Node Lifecycle#

Navarch tracks instances and nodes as separate concepts with distinct lifecycles.

Instances vs Nodes#

Instance: A cloud resource (what you pay for). Tracked from Provision() until termination.
Node: A registered agent running on an instance. Created when the agent calls RegisterNode.

This separation matters because:

Provisioning can fail - Instance created but agent never boots.
Registration can fail - Instance running but agent crashes on startup.
Costs accrue immediately - You pay for instances, not nodes.

Instance lifecycle#

Provisioning → Pending Registration → Running → Terminating → Terminated
                        ↓
                      Failed

State	Description
Provisioning	Cloud provider is creating the instance.
Pending Registration	Instance exists, waiting for node agent to register.
Running	Node agent has registered successfully.
Failed	Provisioning failed, or registration timed out.
Terminating	Termination requested, in progress.
Terminated	Instance destroyed by cloud provider.

Registration timeout#

If an instance stays in "Pending Registration" too long (default: 10 minutes), Navarch marks it as failed. This catches:

Boot failures (kernel panic, driver issues)
Network issues (instance can't reach control plane)
Agent crashes (segfault before registration)

Configure the timeout:

instance_manager:
  registration_timeout: 10m
  stale_check_interval: 1m

Node lifecycle#

Active → Cordoned → Draining → Terminated
   ↑         ↓
   └─────────┘
    (uncordon)

Active#

The node is registered, healthy, and available for workloads. It sends heartbeats and health check results.

Cordoned#

The node is marked unschedulable. New workloads cannot be placed on it, but existing workloads continue.

Use cordon for:

Scheduled maintenance
Investigating suspected issues
Preparing for decommission

navarch cordon node-1

When a notifier is configured, Navarch notifies your workload system (e.g., Kubernetes, Slurm) to mark the node unschedulable. See Notifier Configuration.

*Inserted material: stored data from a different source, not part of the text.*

PR #248, opened 2022-05-16
Add sort-imports eslint rule

joeyballentine:


src/helpers/migrations.js
```diff
@@ -1,6 +1,5 @@
-/* eslint-disable import/prefer-default-export */
-import log from 'electron-log';
 import { isEdge, isNode } from 'react-flow-renderer';
```
RunDevelopment, line 1: Removing the eslint-diable here will cause an error.

joeyballentine: Whoops, I thought I undid that

RunDevelopment:
That because `sort-imports` is super conservatives. The order of imports in JS technically matters because imports can have side effects, so changing the order of 2 imports could change the behavior of the program.

So `sort-imports` to the approach of: I'll tell you that the imports have to be ordered in a certain way, but I won't do it for you because that might break things. How convenient.

Just configure the rule to only sort members (e.g. `import {b,a} ...` -> `import {a,b} ...`) and allow everything else otherwise. That's what I did [here](https://github.com/RunDevelopment/refa/blob/deaafbb9d8f8e5d3e2128747b2f24f17e8a8455e/.eslintrc.js#L71).

PR #254, opened 2022-05-16
Changed overlay minimum val to 0

theflyingzamboni:
Overlay minimum should be 0 in case someone wants to pass through the base image without deleting the node.


joeyballentine:
Can you make the other changes @RunDevelopment suggested in that PR?

RunDevelopment:
@joeyballentine Which PR?

RunDevelopment:
Oh, if you meant [this](https://github.com/joeyballentine/chaiNNer/pull/231#discussion_r873206667), I've already done this in #232.

PR #255, opened 2022-05-17
Allow NCNN FP16

joeyballentine:
This PR allows NCNN users to change the CPU/fp16 settings instead of those settings being disabled. The CPU setting doesn't do anything for NCNN yet though.

FP16 on the other hand is now the sole contributor to what gets an NCNN bin saved as fp16 or not. This is to hopefully fix black output on old AMD cards, though the fix is unconfirmed at the moment.

### DIFF
--- a/backend/nodes/ncnn_nodes.py
+++ b/backend/nodes/ncnn_nodes.py
@@ -120,17 +120,12 @@ class NcnnSaveNode(NodeBase):
         full_param_path = os.path.join(directory, full_param)
 
         logger.info(f"Writing NCNN model to paths: {full_bin_path} {full_param_path}")
-        bin_is_fp16 = bin_data.dtype == "float16"
-        bin_file_data = struct.pack(
-            "<I",
-            (FLAG_FLOAT_16 if bin_is_fp16 or os.environ["isFp16"] else FLAG_FLOAT_32),
-        ) + bin_data.astype(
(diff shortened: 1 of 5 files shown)


backend/nodes/ncnn_nodes.py
```diff
@@ -189,18 +189,12 @@ def run(self, net_tuple: tuple, img: np.ndarray) -> np.ndarray:
...
-
         with tempfile.TemporaryDirectory(prefix="chaiNNer-") as tempdir:
             bin_file_data = struct.pack(
                 "<I",
-                (
-                    FLAG_FLOAT_16
-                    if bin_is_fp16 or os.environ["isFp16"]
-                    else FLAG_FLOAT_32
-                ),
+                (FLAG_FLOAT_16 if os.environ["isFp16"] else FLAG_FLOAT_32),
```
RunDevelopment, line 195: `os.environ` only contains strings, right? If so, then this won't work.

Also, could you please extract the `os.environ["isFp16"]` condition out into its own variable? I don't like that it's duplicated here and 2 lines below.

```py
>>> print(1 if False else 0)
0
>>> print(1 if "False" else 0)
1
```

RunDevelopment: Looking at all the `os.environ["isFp16"]` in other places, maybe it would make sense to have 2 functions: 1one to read/parse the env into boolean, and one to set the env using boolean values.

PR #258, opened 2022-05-17
Add unsaved changes warning on quit

### LINKED ISSUE #219: Show "discarding unsaved changes?" message when closing
Just like with *File > New*, show a little dialog that asks the user whether they really want to close without saving.

joeyballentine:
Closes #219 (sorta)

I don't think this is possible to do with chakra menus, as there isn't a way I can think of to block the main process and wait for a response from the renderer. Using the system dialog was pretty easy.

This only half closes the issue since I didn't do the warning on file open.

### DIFF
--- a/src/main/main.ts
+++ b/src/main/main.ts
@@ -927,6 +927,7 @@ const createWindow = async () => {
             const choice = dialog.showMessageBoxSync(mainWindow, {
                 type: 'question',
                 buttons: ['Yes', 'No'],
+                defaultId: 1,
                 title: 'Discard unsaved changes?',
                 message:
                     'The current chain has some unsaved changes. Do you really want to quit without saving?',
--- a/src/main/main.ts
+++ b/src/main/main.ts
@@ -917,6 +917,24 @@ const createWindow = async () => {
         mainWindow.webContents.openDevTools();
     }
 
+    let hasUnsavedChanges = false;
+    ipcMain.on('update-has-unsaved-changes', (_, value) => {
+        hasUnsavedChanges = value;
+    });
+
+    mainWindow.on('close', (event) => {
+        if (hasUnsavedChanges) {
+            const choice = dialog.showMessageBoxSync(mainWindow, {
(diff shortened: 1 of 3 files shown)


src/main/main.ts
```diff
@@ -917,6 +917,24 @@ const createWindow = async () => {
...
+    mainWindow.on('close', (event) => {
+        if (hasUnsavedChanges) {
+            const choice = dialog.showMessageBoxSync(mainWindow, {
+                type: 'question',
+                buttons: ['Yes', 'No'],
+                title: 'Discard unsaved changes?',
+                message:
+                    'The current chain has some unsaved changes. Do you really want to quit without saving?',
+            });
+            if (choice > 0) event.preventDefault();
```
RunDevelopment, line 934: `choice` is just an index of the `buttons` array, so please be explicit.
```suggestion
            if (choice === 1) event.preventDefault();
```

src/main/main.ts
```diff
@@ -917,6 +917,24 @@ const createWindow = async () => {
...
+    let hasUnsavedChanges = false;
+    ipcMain.on('update-has-unsaved-changes', (_, value) => {
+        hasUnsavedChanges = value;
+    });
+
+    mainWindow.on('close', (event) => {
+        if (hasUnsavedChanges) {
+            const choice = dialog.showMessageBoxSync(mainWindow, {
+                type: 'question',
+                buttons: ['Yes', 'No'],
```
RunDevelopment, line 929: By default, the first button (Yes) will be selected (focused). However, we probably want our users to save those changes.
```suggestion
                buttons: ['Yes', 'No'],
                defaultId: 1,
```

RunDevelopment (changes requested):

src/main/main.ts
joeyballentine: That's what I get for copying and pasting from SO lol

RunDevelopment (approved):

PR #259, opened 2022-05-17
Added import/order rule

RunDevelopment:
There's one caveat: Auto fixing doesn't work for TSX files. So `npm run lint-fix` doesn't fix this rule in TSX files, but interestingly the VSCode ESLint plugin does. Somewhat annoying but bearable.


joeyballentine:
Try adding it to rules as well and see if that makes it auto fixable

RunDevelopment:
It didn't make it any more fixable, but it did find stuff in `migration.js`.

PR #1344, opened 2022-12-04
Handle electron second-instance events

joeyballentine:


RunDevelopment (approved):
I'm just gonna assume that this works, cause I don't want to make an installation to test this.

PR #1346, opened 2022-12-05
Use custom font (Supreme)

joeyballentine:
Was looking at fonts and really liked [this one](www.fontshare.com/fonts/supreme). I think it might be a bit more narrow which gives us more space for node headings and whatnot.

Drafting this PR because 1) I want feedback on font choice, and 2) I already see a specific new issue (node timer) which I will have to address, and there may be more. Will just need to go through the whole UI and test.

image


RunDevelopment:
Most people have to zoom out when looking at large chains, so font rendering at small font sizes is very important. It seems like Supreme is worse at this than the one we are currently using.

Example: current font vs supreme
image
image

joeyballentine:
Honestly, I don't think that's much of an issue personally

PR #1348, opened 2022-12-05
Automatically restart backend on deps changes

RunDevelopment:
Changes:
- The deps manager will automatically restart the backend after (un)installing dependencies.
- Removed "Restart chaiNNer" button from deps manager.
- Everything related to types is not allowed to assume that the schema id of a node is valid.
- While testing, I found that the backend event source is not a good indicator to find out whether the backend is still alive. When restarting the backend, the event source *sometimes* errors (as in, its current state is "error"), but it actually still works just fine. So I demoted the event source error alert to a log warning.

### DIFF
--- a/src/common/safeIpc.ts
+++ b/src/common/safeIpc.ts
@@ -45,7 +45,6 @@ export interface InvokeChannels {
     >;
     'get-cli-open': ChannelInfo<FileOpenResult<ParsedSaveData> | undefined>;
     'owns-backend': ChannelInfo<boolean>;
-    'kill-backend': ChannelInfo<void>;
     'restart-backend': ChannelInfo<void>;
     'relaunch-application': ChannelInfo<void>;
     'quit-application': ChannelInfo<void>;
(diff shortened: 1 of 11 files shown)


RunDevelopment:
Invalid nodes are automatically removed now, and when the current chain has unsaved changes, we will display another warning.

I also slightly changed alerts so that these "nested" alerts aren't detected as overlapping.

joeyballentine:
Seems like when it removes the nodes it doesn't immediately remove the connected edges. I got two of these warnings 
image

RunDevelopment:
I remove nodes via `removeNodesById`, so removing them likely isn't the problem. Invalid nodes don't have handles, and since they are only removed after schemata changes have been detected, RF will render one frame where the invalid nodes + edges are still present.

I don't think that there is anything I can do about that.

joeyballentine:
ok, thats fine

joeyballentine (approved):

PR #1351, opened 2022-12-05
Fixed preview resizing not being alpha-corrected

### LINKED ISSUE #1321: Preview resizing is not alpha-corrected
When the frontend switches between the original image and a resized preview, noticeable black outlines can occur. The issue seems to be that OpenCV's resize (which is used by `preview_encode`) does not properly account for the alpha channel and resizes each channel independently instead. PIL's resize (which is used by our resize nodes) does not have this issue.

In the following example, I used a different checkerboard color to make it more obvious.
image
image

RunDevelopment:
Fixes #1321.

I needed to move `preview_encode` out of `image_util.py` because `pil_util.py` (which is where `resize` comes from) depends on that file. So the diff is kinda bad... This is the fully diff of `preview_encode`

```diff
-        img = cv2.resize(img, (int(w / f), int(h / f)), interpolation=cv2.INTER_AREA)
+        t = (int(w / f), int(h / f))
+        if c == 4:
+            # https://github.com/chaiNNer-org/chaiNNer/issues/1321
+            img = resize(img, t, InterpolationMethod.BOX)
+        else:
+            img = cv2.resize(img, t, interpolation=cv2.INTER_AREA)
```

### DIFF
--- a/backend/src/nodes/properties/outputs/numpy_outputs.py
+++ b/backend/src/nodes/properties/outputs/numpy_outputs.py
@@ -1,9 +1,11 @@
-from typing import Optional
+import base64
+from typing import Optional, Tuple
 import numpy as np
+import cv2
 
-from ...utils.image_utils import preview_encode
 from ...utils.utils import get_h_w_c
 from ...utils.format import format_image_with_channels
+from ...utils.pil_utils import resize, InterpolationMethod
 from .base_output import BaseOutput, OutputKind
 from .. import expression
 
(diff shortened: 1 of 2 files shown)


RunDevelopment:
> Is it faster to use cv2 for <4 channel images?

I would suspect that it is because we don't need to convert the image, but I haven't measured it. Will do.

RunDevelopment:
Yup, cv is quite a bit faster. Downsampling an 8k RGB image to 2k took cv 40ms and Pil 600ms. So roughly a 10x difference.

RunDevelopment:
Nope.

joeyballentine (approved):

PR #1356, opened 2022-12-05
Added support for saving DDS files

### LINKED ISSUE #1286: Save DDS images
Add a DDS format option to Save Image.

This will have to come with multiple conditional inputs:
- Format: There are many DDS formats, so the user has to pick one.
- Dithering: Whether to use dithering.
- BC7 has a setting to adjust quality vs time it takes to save the image.

RunDevelopment:
This fixes #1286 by adding support for a few commonly used DDS formats. I only added a few for now, but adding more is easy since we just need to extend `DdsFormatDropdown`.

TODO:

- [x] Defaults. A lot of dropdowns have suboptimal defaults because chainner is hard-coded to use the first value as the default. (#1357)
- [x] Conditional inputs. I need support for nested groups to only show the DDS format specific options when necessary. (#1360)

### DIFF
--- a/backend/src/nodes/nodes/image/save_image.py
+++ b/backend/src/nodes/nodes/image/save_image.py
@@ -104,7 +104,7 @@ class ImWriteNode(NodeBase):
 
         os.makedirs(base_directory, exist_ok=True)
 
-        # DDS files are handles separately
+        # DDS files are handled separately
         if extension == "dds":
             save_as_dds(
                 full_path,


backend/src/nodes/nodes/image/save_image.py
```diff
@@ -80,6 +106,21 @@ def run(
         img = (np.clip(img, 0, 1) * 255).round().astype("uint8")
 
         os.makedirs(base_directory, exist_ok=True)
+
+        # DDS files are handles separately
```
joeyballentine, line 110:
```suggestion
        # DDS files are handled separately
```

joeyballentine (approved):

PR #1280, opened 2022-11-27
Possible pytorch-DML support

joeyballentine:
Should theoretically resolve #174, but requires system python and manually setting up the package. No clue if it actually works though. Someone who wants to set up python 3.8 will need to try it

PR #1359, opened 2022-12-06
theoretically fix for non-cuda device mapping

joeyballentine:
This might fix the error mentioned in the log at the bottom of #1280. I think the error originates from us giving it "dml:0" even though dml probably cannot be mapped to a specific device. Therefore, I changed this check to only add the :{number} in the case of cuda.

### DIFF
--- a/backend/src/nodes/utils/exec_options.py
+++ b/backend/src/nodes/utils/exec_options.py
@@ -38,7 +38,7 @@ class ExecutionOptions:
 
     @property
     def full_device(self) -> str:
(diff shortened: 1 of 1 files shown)


limnibal:
In Alpha v0.16.0 i still get a error message when trying to load pytorch models. 
System Win10pro, using miniconda and dml
Logs: 
[main.log](https://github.com/chaiNNer-org/chaiNNer/files/10188958/main.log)

FNsi:
Tbh I think it's much easier to use dml in onnx runtime...

PR #1361, opened 2022-12-06
Use same pyright version as pylance

RunDevelopment:


joeyballentine:
Can you please set it to ignore the block file?

joeyballentine (approved):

See CLI Reference for details.

Draining#

The node is evicting workloads and will be terminated. No new workloads scheduled.

Use drain for:

Decommissioning nodes
Responding to hardware failures
Forced node replacement

navarch drain node-1

When a notifier is configured, Navarch notifies your workload system to evacuate workloads from the node. You can poll drain status to wait for completion before termination. See Notifier Configuration.

See CLI Reference for details.

Terminated#

The instance has been terminated by the provider. The node record remains for historical reference.

State transitions#

Manual transitions#

Command	From	To
`cordon`	Active	Cordoned
`uncordon`	Cordoned	Active
`drain`	Active, Cordoned	Draining

Automatic transitions#

Trigger	From	To
Health check failure	Active, Cordoned	Unhealthy
Health recovery	Unhealthy	Active
Auto-replacement	Unhealthy	Terminated
Scale-down	Active, Cordoned	Terminated

Heartbeats and liveness#

Nodes send heartbeats every 30 seconds (configurable). If heartbeats stop:

After heartbeat_timeout (default: 2 minutes), node is marked stale.
Stale nodes are considered unhealthy.
If auto-replace is enabled, stale nodes are terminated and replaced.

This handles cases where the node agent crashes or loses network connectivity.